As more and more aspects of our lives go digital, email is replacing postal mail for both business and personal correspondence. The challenge is how to organize, manage and protect this digital information. Like any other organizational system, there are many options and your system will be one that suits your own lifestyle. Here are a few suggestions:
- Take advantage of your mail system. Learn its features and put them to work in your organizational system. For example, Yahoo Mail provides a folder-based system for organizing archived messages while Gmail uses labels (tags). Both systems have superb search facilities to help you find specific itemsn in your message archives. Create an organizational scheme – whether it be a tag list or folder structure – that works for you.
- For those who prefer to use a mail client, you may want to keep copies of your “saved” messages on the mail server also. Even if you reach a point where you are paying for storage, it’s still a very cost-efficient off-site backup location. Just remember that when you’re using the POP protocol to deliver email to your desktop client that 1) you’ll have to configure it to keep copies at the server, 2) when you delete a message on your client, you aren’t deleting it on the server and 3) when you send a message from your client, you’ll have a copy in your client’s sent messages folder but not the server’s.
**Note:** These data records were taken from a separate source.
Issue #1885, opened 2017-12-23
Drop nickname length restriction for highlighting


realies:
Currently, highlighting works if nickname length is equal or more than 4, usernames shorter than the limit get ignored. The reported reason for this is that common words can clash with short nicknames such as the word `the`, which might be confusing to users. Thinking about it, the chance of a common word clashing with a short nickname seems similar to a common word clashing with a long nickname. Happy to do some statistics if anyone's interested, although think there shouldn't be a limit to the nickname highlighting functionality.

Issue #1776, opened 2017-11-29
Nick detection in messages highlights some messages wrong 


MiniDigger:
lucks test luck (luck is an user, it colors the first luck but not the second, should be the other way around). 
Usernames in actions don't seem to get colored at all.

I'll add more cases when I find them but most of the time when it highlighted it wrong was related to the first case.

xPaw:
If you send same nick multiple times, it also links just the first one.

PR #1886, opened 2017-12-23
Drop nickname length restriction for highlighting

realies:
#1885


xPaw:
1-3 character nicks will definitely be more prone the the bug where client matches wrong instance of the nick in a sentence (#1776), so I think that should be fixed first before we drop the nick length restriction.

xPaw:
Superseded by #1901.

PR #1889, opened 2017-12-24
Display the correct window on page reload

### LINKED ISSUE #1888: Reloading the page while visiting settings/help/etc. now loads a channel
Probably broken by my changes on changelog or something. _Sigh..._

astorije:
This commit packs 2 fixes:

- Fixes #1888: Reloading the page while viewing the settings or help window would now send you to a channel window. This was broken when fixing an issue with the "Join a channel..." form (#1881)
- Reloading the page while viewing the changelog would also send you to a channel window. This is because, on reload, the click emitted was restricted to sidebar and footer, while it had to be emitted from the help page. It was already a bug while working on #1327. It is yet another aspect of our wonky window management and hopefully we can make this much more robust with a better overall solution.

### DIFF
--- a/client/js/socket-events/init.js
+++ b/client/js/socket-events/init.js
@@ -64,7 +64,8 @@ function openCorrectChannel(clientActive, serverActive) {
 
 	// Open window provided in location.hash
 	if (target.length === 0 && window.location.hash) {
-		target = $("#footer, #sidebar").find(`.chan[data-target="${escape(window.location.hash)}"]`);
+		target = $("#footer, #sidebar, #help")
+			.find(`[data-target="${escape(window.location.hash)}"]`);
 	}
 
 	// Open last active channel according to the server


client/js/socket-events/init.js
```diff
@@ -64,7 +64,8 @@ function openCorrectChannel(clientActive, serverActive) {
 
 	// Open window provided in location.hash
 	if (target.length === 0 && window.location.hash) {
-		target = $("#footer, #sidebar").find(`.chan[data-target="${escape(window.location.hash)}"]`);
+		target = $("#footer, #sidebar, #help")
```
xPaw: Would this break anything if you just searched on the entire body?

astorije: I'm not... sure...

_Probably_ not, though [this `data-target` is suspicious](https://github.com/thelounge/lounge/blob/astorije/fix-window-on-load/client/views/chat.tpl#L2).

xPaw: That looks like something that can be removed. Doesn't it point to itself?

astorije:
Alright, will do both of your suggestions in a further PR, to fix the bug and so we can test this correctly.
Touching this code is very much like gambling lol.

PR #1897, opened 2017-12-24
Improve the version checking and changelog features

astorije:
Follow-up of #1327.

- There is no client caching of the changelog/version anymore. Instead, server returns the expiration date of its cache, and that is used by the client as well. I don't know what I was thinking with my multiple caches, but this is much much nicer and more user-friendly.
- There is now a "Check now" button on the client that appears when data is stale. This means that info is fetched only once and never refreshed (it was refreshed every hour before) unless the user explicitly wants to check latest version, which in turn is as stale as server info is, i.e. 15 minutes max.
- Button style is shared with the "Join a channel" feature, `.btn-small` (not `.btn-sm` to be explicit that this is not a Bootstrap thing).
- Version checker content is now centralized in the `version_checker` template, instead of being partially in the checker template, partially in the Help template,  and partially in the code.
- A "Try again" button lets user attempt to fetch info instead of forcing them to reload the page.
- Use Flexbox to display a nicer version checker: icon is slightly bigger, and button is always aligned on the right. Looks much nicer on mobile.
- Changelog logic has been removed from `lounge.js` and moved into the component file.
- Changelog template is only passed what it needs instead of everything the server gives us.
- Public version now displays version checker, since server is caching things.
- Cleaner code overall.
- Make sure all links will open a new tab instead of exiting the application
- Add (semi-working) image viewer support for images shown in changelogs. Semi-working because this does not support Preview/Next. The existing image viewer is very custom to in-channel message previews and expects a certain markup, that needs rework to be more generic (see #1898).

screen shot 2017-12-24 at 16 46 04
screen shot 2017-12-24 at 16 46 08
screen shot 2017-12-24 at 16 51 22
screen shot 2017-12-24 at 16 45 48
^ On mobile, icon is vertically centered.
screen shot 2017-12-24 at 16 46 52

### DIFF
--- a/client/js/socket-events/changelog.js
+++ b/client/js/socket-events/changelog.js
@@ -21,8 +21,12 @@ function requestIfNeeded() {
 socket.on("changelog", function(data) {
 	// 1. Release notes window for the current version
 	$("#changelog").html(templates.windows.changelog(data.current));
+
+	const links = $("#changelog .changelog-text a");
 	// Make sure all links will open a new tab instead of exiting the application
-	$("#changelog .changelog-text a").attr("target", "_blank");
+	links.attr("target", "_blank");
+	// Add required metadata to image links, to support built-in image viewer
+	links.has("img").addClass("toggle-thumbnail");
 
 	// 2. Version checker visible in Help window
 	let status;
--- a/client/js/socket-events/changelog.js
+++ b/client/js/socket-events/changelog.js
@@ -4,19 +4,60 @@ const $ = require("jquery");
 const socket = require("../socket");
 const templates = require("../../views");
 
+module.exports = {
+	requestIfNeeded,
+};
+
+// Requests version information if it hasn't been retrieved before (or if it has
+// been removed from the page, i.e. when clicking on "Check now". Displays a
+// loading state until received.
+function requestIfNeeded() {
+	if ($("#version-checker").is(":empty")) {
+		renderVersionChecker({status: "loading"});
+		socket.emit("changelog");
+	}
+}
+
 socket.on("changelog", function(data) {
-	const container = $("#changelog-version-container");
+	// 1. Release notes window for the current version
+	$("#changelog").html(templates.windows.changelog(data.current));
+
+	// 2. Version checker visible in Help window
+	let status;
 
 	if (data.latest) {
-		container.addClass("new-version");
-		container.html(templates.new_version(data));
+		status = "new-version";
 	} else if (data.current.changelog) {
-		container.addClass("up-to-date");
-		container.text("The Lounge is up to date!");
+		status = "up-to-date";
 	} else {
-		container.addClass("error");
-		container.text("An error has occurred, try to reload the page.");
+		status = "error";
 	}
 
-	$("#changelog").html(templates.windows.changelog(data));
+	renderVersionChecker({
+		latest: data.latest,
+		status,
+	});
+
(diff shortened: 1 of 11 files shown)


client/js/socket-events/changelog.js
```diff
@@ -4,19 +4,70 @@ const $ = require("jquery");
...
+function requestIfNeeded() {
+	if ($("#version-checker").is(":empty")) {
+		renderVersionChecker({status: "loading"});
+		socket.emit("changelog");
+	}
+}
+
 socket.on("changelog", function(data) {
-	const container = $("#changelog-version-container");
+	let status;
```
xPaw: Can't this be done in the template? I believe thats how I did it initially.

client/views/windows/help.tpl
```diff
@@ -13,11 +13,7 @@
 	</h2>
 
 	<div class="about">
-		{{#unless public}}
-			<p id="changelog-version-container" class="changelog-version">
-				Checking for updates...
-			</p>
-		{{/unless}}
+		<div id="version-checker" />
```
xPaw: Write out `</div>` please. We don't do this anywhere else.

client/js/socket-events/changelog.js
astorije: No, because if I do this in template, it recreates the whole div instead of changing the content/class, and that loses the CSS transition.

I would also need to nest 2 divs (one with `id="version-checker"` and one with the correct class). And also what's nice is that I don't have server logic in the template. By server logic I mean `if (data.latest)` and `if (data.current.changelog)` to define the status, template is pretty straightforward that way.

I will however group things together, it's silly right now, I set things for the version checker, then changelog, then version checker.

client/views/windows/help.tpl
astorije: Sure. It's perfectly valid so I don't think we should restrict ourselves though (interestingly, that's extremely common to see that in React-land, not sure about Vue).

astorije:
@xPaw, done.

client/js/socket-events/changelog.js
```diff
@@ -4,19 +4,70 @@ const $ = require("jquery");
...
+	renderVersionChecker({
+		latest: data.latest,
+		status,
+	});
+
+	// When there is a button to refresh the checker available, display it when
+	// data is expired. Before that, server would return same information anyway.
+	if (data.expiresAt) {
+		setTimeout(
+			() => $("#version-checker").find("#check-now").show(),
```
xPaw: This can be a single selector.

client/js/socket-events/changelog.js
```diff
@@ -4,19 +4,70 @@ const $ = require("jquery");
...
+$("#help").on("click", "#check-now", () => {
+	$("#version-checker").empty();
+	requestIfNeeded();
+});
+
+// Given a status and latest release information, update the version checker
+// (CSS class and content)
+function renderVersionChecker({status, latest}) {
+	const container = $("#version-checker");
+	container.attr("class", status);
```
xPaw: You can chain these calls.

client/js/socket-events/changelog.js
astorije: Good catch, done! Also checked that this was still working.

client/js/socket-events/changelog.js
astorije: Done, much simpler now.

PR #1899, opened 2017-12-25
Improve a bit window loading on init

astorije:
Follow-up of https://github.com/thelounge/lounge/pull/1889#discussion_r158595946.

### DIFF
--- a/client/js/socket-events/init.js
+++ b/client/js/socket-events/init.js
@@ -64,8 +64,7 @@ function openCorrectChannel(clientActive, serverActive) {
 
 	// Open window provided in location.hash
 	if (target.length === 0 && window.location.hash) {
-		target = $("#footer, #sidebar, #help")
-			.find(`[data-target="${escape(window.location.hash)}"]`);
+		target = $(`[data-target="${escape(window.location.hash)}"]`).first();
 	}
 
 	// Open last active channel according to the server
--- a/client/js/lounge.js
+++ b/client/js/lounge.js
@@ -174,7 +174,7 @@ $(function() {
 	});
 
 	viewport.on("click", "#chat .menu", function(e) {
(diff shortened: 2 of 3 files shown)


xPaw:
Have you looked through the code that `target` is not referenced anywhere?

client/js/socket-events/init.js
```diff
@@ -64,8 +64,7 @@ function openCorrectChannel(clientActive, serverActive) {
 
 	// Open window provided in location.hash
 	if (target.length === 0 && window.location.hash) {
-		target = $("#footer, #sidebar, #help")
-			.find(`[data-target="${escape(window.location.hash)}"]`);
+		target = $("body").find(`[data-target="${escape(window.location.hash)}"]`);
```
xPaw: Either use `document.body` or you can do `$(`[data-target="...` directly.

astorije:
> Have you looked through the code that target is not referenced anywhere?

I did before, but not carefully enough. Will do it better today.

client/js/socket-events/init.js
astorije: You're right, will do the latter. I'll also add a `.first()` too, just in case.

astorije: Done.

astorije:
Actually @xPaw, I think it might be used here: https://github.com/thelounge/lounge/blob/astorije/improve-init/client/js/socket-events/quit.js#L14

What do you think? There are a looot of uses of `target` in our client code, it's hard to see the big picture.

xPaw:
That code works on the sidebar doesnt it? Should be fine.

astorije:
Doesn't it remove the current window when quitting?

astorije:
@xPaw, I confirm that this breaks disconnecting from the lobby context menu (right click context menu still works though) :/
So I guess I'll have to leave it there (the target part).

PR #1901, opened 2017-12-25
Do not match nicknames incorrectly as part of a bigger word

### LINKED ISSUE #1776: Nick detection in messages highlights some messages wrong

### LINKED ISSUE #1885: Drop nickname length restriction for highlighting

xPaw:
Fixes #1776
Fixes #1885

I tried really hard to inject indexes into the style parser as sent by the server but couldn't figure out a solution, so I did the same regex as the server (minus colors) to fix it instead.

### DIFF
--- a/client/js/libs/handlebars/ircmessageparser/findNames.js
+++ b/client/js/libs/handlebars/ircmessageparser/findNames.js
@@ -1,17 +1,25 @@
 "use strict";
 
+const nickRegExp = /([\w[\]\\`^{|}-]+)/g;
+
 function findNames(text, users) {
 	const result = [];
-	let index = -1;
 
-	users.forEach((nick) => {
-		index = text.indexOf(nick, ++index);
-		result.push({
-			start: index,
-			end: index + nick.length,
-			nick: nick,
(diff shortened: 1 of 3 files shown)


astorije:
@MaxLeiter, would you be able to review this?

astorije:
@xPaw, is there any new or improved tests we could add for this?

xPaw:
@astorije Added.

astorije:
You rock 🎸

PR #1905, opened 2017-12-27
Mute disabled inputs

xPaw:


client/css/style.css
```diff
@@ -775,6 +775,10 @@ kbd {
 	width: 100%;
 }
 
+.input:disabled {
+	background-color: #e9ecef;
```
astorije: That would be a new shade of gray (-ish) in our CSS. Could we re-use one maybe instead? `#eee` seems very close and we use it already. Or better if you prefer something else.

client/css/style.css
```diff
@@ -775,6 +775,10 @@ kbd {
 	width: 100%;
 }
 
+.input:disabled {
```
astorije: I think we should disable `:hover` on disabled elements (so our `.input:hover` should become `.input:not(:disabled):hover`, what do you think?

client/css/style.css
xPaw: `#eee` is way too light, on one of my non-IPS displays I can't tell the difference.

PR #1907, opened 2017-12-27
Add log role to message container

### LINKED ISSUE #936: accessibility/feature request: Add aria live region role to the list of messages
Hi,
Just a quick feature request, if the aria live region role could be added to the messages from the channel you're currently in, that would be great, as then most screen readers that support the aria standard will automatically read incoming messages.
-Michael.

xPaw:
Fixes #936

### DIFF
--- a/client/views/chat.tpl
+++ b/client/views/chat.tpl
@@ -21,7 +21,7 @@
 		<div class="show-more{{#if messages.length}} show{{/if}}">
 			<button class="show-more-button" data-id="{{id}}">Show older messages</button>
 		</div>
-		<div class="messages"></div>
+		<div class="messages" role="log" aria-live="polite" aria-relevant="additions"></div>
 	</div>
 	{{#equal type "channel"}}
 	<aside class="sidebar">


client/views/chat.tpl
```diff
@@ -21,7 +21,7 @@
 		<div class="show-more{{#if messages.length}} show{{/if}}">
 			<button class="show-more-button" data-id="{{id}}">Show older messages</button>
 		</div>
-		<div class="messages"></div>
+		<div class="messages" role="log" aria-live="polite" aria-relevant="additions"></div>
```
astorije: I think we need to add `aria-atomic="true"`. https://developer.mozilla.org/en-US/docs/Web/Accessibility/ARIA/ARIA_Live_Regions

VoiceOver on El Capitan re-reads the whole chat window at every change, which quickly becomes unmanageable. I was hoping `aria-atomic` would fix this, but it does not. @cptvitamin, do you have any insight?

xPaw: From the page you linked:

> aria-atomic is not set ("false" by default) so that only the added or removed users should be spoken and not the entire roster each time.

xPaw: I can imagine how this could happen when `more` messages are loaded. perhaps these aria attributes have to be managed by JS to avoid that?

astorije: No, it happens with literally every message, starting with the second one in a blank chat.

xPaw:
I wouldn't want to merge this if it's entirely useless for screen readers.

astorije:
Yeah. I'm not sure what to do though, it might just be one of the many weirdnesses from VoiceOver. Not sure how to get help on that.

PR #1913, opened 2017-12-28
Allow keywords as changelog script version argument, e.g. `node scripts/changelog pre`

astorije:
So, yeah, I'm about to publish a pre-release :)


astorije:
FYI I just used this for v2.7.0-pre.4 and it worked well. Makes my life yet a little easier :D

PR #1914, opened 2017-12-28
Separate and improve wording for `pre` and `rc` pre-release versions

astorije:
Planning on using this going forward, to make sure we can pre-release very often without effort. Hope to clarify the difference between `pre` and `rc` to whomever is not familiar with The Lounge (or software lifecycle in general?). Someone from @thelounge/maintainers, what do you think?

screen shot 2017-12-27 at 19 54 05

### DIFF
--- a/scripts/changelog.js
+++ b/scripts/changelog.js
@@ -93,7 +93,14 @@ function prereleaseTemplate(items) {
 
 [See the full changelog](${items.fullChangelogUrl})
 
-This is a release candidate for v${stableVersion(items.version)} to ensure maximum stability for public release.
+${prereleaseType(items.version) === "rc" ?
+		`This is a release candidate (RC) for v${stableVersion(items.version)} to ensure maximum stability for public release.
+Bugs may be fixed, but no further features will be added until the next stable version.` :
+
+		`This is a pre-release for v${stableVersion(items.version)} to offer latest changes without having to wait for a stable release.
+ At this stage, features may still be added or modified until the first release candidate for this version gets released.`
+}
+
 Please refer to the commit list given above for a complete list of changes, or wait for the stable release to get a thoroughly prepared change log entry.
 
 As with all pre-releases, this version requires explicit use of the \`next\` tag to be installed:
@@ -168,6 +175,11 @@ ${printList(items.uncategorized)}
 // 2.5.0-rc.1, etc.), or false otherwise
 function isPrerelease(v) {
 	return v.includes("-");
+}
+
+// Given a version of `x.y.z-abc.n`, returns `abc`, i.e. the type of pre-release
+function prereleaseType(v) {
+	return semver.prerelease(v)[0];
 }
 
 // Returns the stable version that this pre-release version is targeting. For


scripts/changelog.js
```diff
@@ -84,7 +84,14 @@ function prereleaseTemplate(items) {
 
 [See the full changelog](${items.fullChangelogUrl})
 
-This is a release candidate for v${stableVersion(items.version)} to ensure maximum stability for public release.
+${prereleaseType(items.version) === "pre" ?
```
YaManicKill: I would suggest we switch this round.

So, if it's "rc" then it's a release candidate. Otherwise it's a pre-release.

My reasoning is basically we will never have something else refer to a release candidate (as that is 1 very specific thing) whereas a pre-release, we may well add extra terminology for certain other types of pre-release (beta, alpha, etc) and if we do that, then it'll by default show up in here as "pre-release" (which is true) rather than currently it would show as "release candidate" (which is untrue).

Now, I know we probably won't end up doing that because I know what your opinions are on those terms, etc. But I just thought it's better to make the more specific text (rc) only when it's definitely an rc, and the more generic (pre) for all other pre-releases.

scripts/changelog.js
```diff
@@ -161,6 +168,11 @@ function isPrerelease(v) {
 	return v.includes("-");
 }
 
+// Given a version of `x.y.z-abc.n`, returns `abc`, i.e. the type of pre-release
+function prereleaseType(v) {
```
YaManicKill: Instead of putting this into the pre-release template, should we have a pre-template and an rc-template that inherit from the pre-release template? I know this is just a script that isn't part of the product, but all of our checking for which template to use happens outside of the templates, and having something that is switching inside the template is different and feels a little hacky rather than just doing the same way the other bits do.

astorije: I'll do that if/when the wording for both templates differ. Until then, that's good enough honestly. This script doesn't need the same level of details as the rest of our project, it's simply a way to save time when releasing, so any shortcut in doing so is fine.
As long as I'm making releases, I'm bound to be the only one maintaining and using it 😁

scripts/changelog.js
astorije: Suuuure, I was not putting as much thought into it as you, but yes, that makes sense. I like the idea of order of the code being order of releases (pre _then_ rc) but that's about it. Will switch.

scripts/changelog.js
YaManicKill: I know this isn't our main project and it's just a helper script but ... having an rc template that inherits from the pre-release one (my initial idea of 2 inheriting from the pre-release one was silly... pre is the pre-release one, so you'd only need an extra rc one) isn't a lot of work and does make it a bit nicer, IMO.

But sure, if you don't want to do it, that's fine.

astorije: > having an rc template that inherits from the pre-release one

I can do that, yep. I'm not sure what you mean by inheriting a template, mind giving a quick example?

YaManicKill: Hmmm...I hadn't looked at what the template actually was, my bad. It would require quite a bit of refactoring with how it's done, so let's just leave it.

astorije: Happy to improve whenever, let me know if you have ideas/suggestions.

PR #1915, opened 2017-12-28
Turn channel list into an accessible tablist

### LINKED ISSUE #1912: Make channel list an aria "tablist"
From https://www.marcozehe.de/2015/12/07/looking-at-the-accessibility-of-the-irccloud-service/

> The channels and servers as well as each private message nickname are now announced as tabs. This seemed to us the most appropriate mapping, since only one channel, server output or private message is usually visible at a time, but radio buttons didn’t seem really appropriate to use.

xPaw:
Fixes #1912.

### DIFF
--- a/client/index.html.tpl
+++ b/client/index.html.tpl
@@ -32,7 +32,7 @@
 	<body class="signed-out<%- public ? " public" : "" %>" data-transports="<%- JSON.stringify(transports) %>">
 
 	<div id="wrap">
-	<div id="viewport">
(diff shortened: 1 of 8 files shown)


astorije:
@xPaw, getting an exception after rebasing on `master`:

screen shot 2018-02-18 at 01 41 22

I wanted to play with this. Will change anything on UI or something else, or will it only affect screen readers?

xPaw:
Fixed. It's entirely just for screen readers, no UI change.

PR #1916, opened 2017-12-28
views/join_channel: disable autocompletion of form inputs

williamboman:
Browsers tend to be a bit aggressive with automatically filling form fields, even if `autocomplete="off"`. This form in particular resembles a log in form a lot as well. This trick disables autocompletion of both fields (tested in Chrome and iOS Safari).

### DIFF
--- a/client/views/join_channel.tpl
+++ b/client/views/join_channel.tpl
@@ -1,5 +1,5 @@
 <form id="join-channel-{{id}}" class="join-form" method="post" action="" autocomplete="off">
 	<input type="text" class="input" name="channel" placeholder="Channel" pattern="[^\s]+" maxlength="200" title="The channel name may not contain spaces" required>
-	<input type="password" class="input" name="key" placeholder="Password (optional)" pattern="[^\s]+" maxlength="200" title="The channel password may not contain spaces">
+	<input type="password" class="input" name="key" placeholder="Password (optional)" pattern="[^\s]+" maxlength="200" title="The channel password may not contain spaces" autocomplete="new-password">
 	<button type="submit" class="btn btn-small" data-id="{{id}}">Join</button>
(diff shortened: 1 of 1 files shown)


xPaw:
Won't this trick it into offering to save a new password? I would just change the type from password to text. Channel keys can be visible in other places anyway (when using /join, or displayed in /mode).

williamboman:
> Won't this trick it into offering to save a new password? I would just change the type from password to text. Channel keys can be visible in other places anyway (when using /join, or displayed in /mode).

Yeah. I think it's quite nice though:

image

astorije:
> I would just change the type from password to text. Channel keys can be visible in other places anyway (when using /join, or displayed in /mode).

I think we should really really avoid to display it if we can, even if it can be retrieved somewhere else.

As for the solution for this issue, I don't have a better solution (I also don't have the problem myself :man_shrugging:) so this seems fine to me.

Another :man_facepalming:-trick we could use, [according to MDN](https://developer.mozilla.org/en-US/docs/Web/Security/Securing_your_site/Turning_off_form_autocompletion):

> In some cases, the browser will keep suggesting autocompletion values even if the autocomplete attribute is set to off. This unexpected behavior can be quite puzzling for developers. The trick to really forcing the no-autocompletion is to assign a random string to the attribute, for example:
> ```
> autocomplete="nope"
> ```
> Since this random value is not a [valid one](https://developer.mozilla.org/en-US/docs/Web/HTML/Element/input#attr-autocomplete), the browser will give up.

@williamboman, could you test if this fixes the problem?

williamboman:
> @williamboman, could you test if this fixes the problem?

I've tried `autocomplete="nope"` - didn't work. This was the only working solution I could find.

- Because I use a scanner and desktop document management system to digitize household paperwork and store it on my home network, I “print” a lot of my messages as PDF files and include them in this system. I have a scanner/software combination that creates “searchable PDFs” meaning a computer can read – and search – the scanned text. The document management system provides a means of embedding metadata with the message and organizing it with other related documents.
- Choose an email client that provides organization, archiving and backup features and learn to use them. You have spent money and effort developing paper filing and organizational systems, why wouldn’t you do the same for your email?
This can, and will be, an article of its own but there are four things you must do religiously.
- Create a secure password for your email account (more than 10 characters with a combination of letters, numbers and special characters) and change it frequently.
- Be very cautious about using public computers to access your mail. If you must use one, change your password as soon as you can get to a secure system.
- Do not download attachments unless they are coming from someone you know and it’s something you are expecting. If you know the sender but weren’t expecting an attachment, check with the person first before opening the attachment.
- Backup! Backup! Backup! And, backup some more.
Obviously, this article just hits the highlights of all there is to know about email. Future articles will look at client apps, management ideas and security in more detail. Email has become so important in both our research and personal lives that it deserves a lot more attention.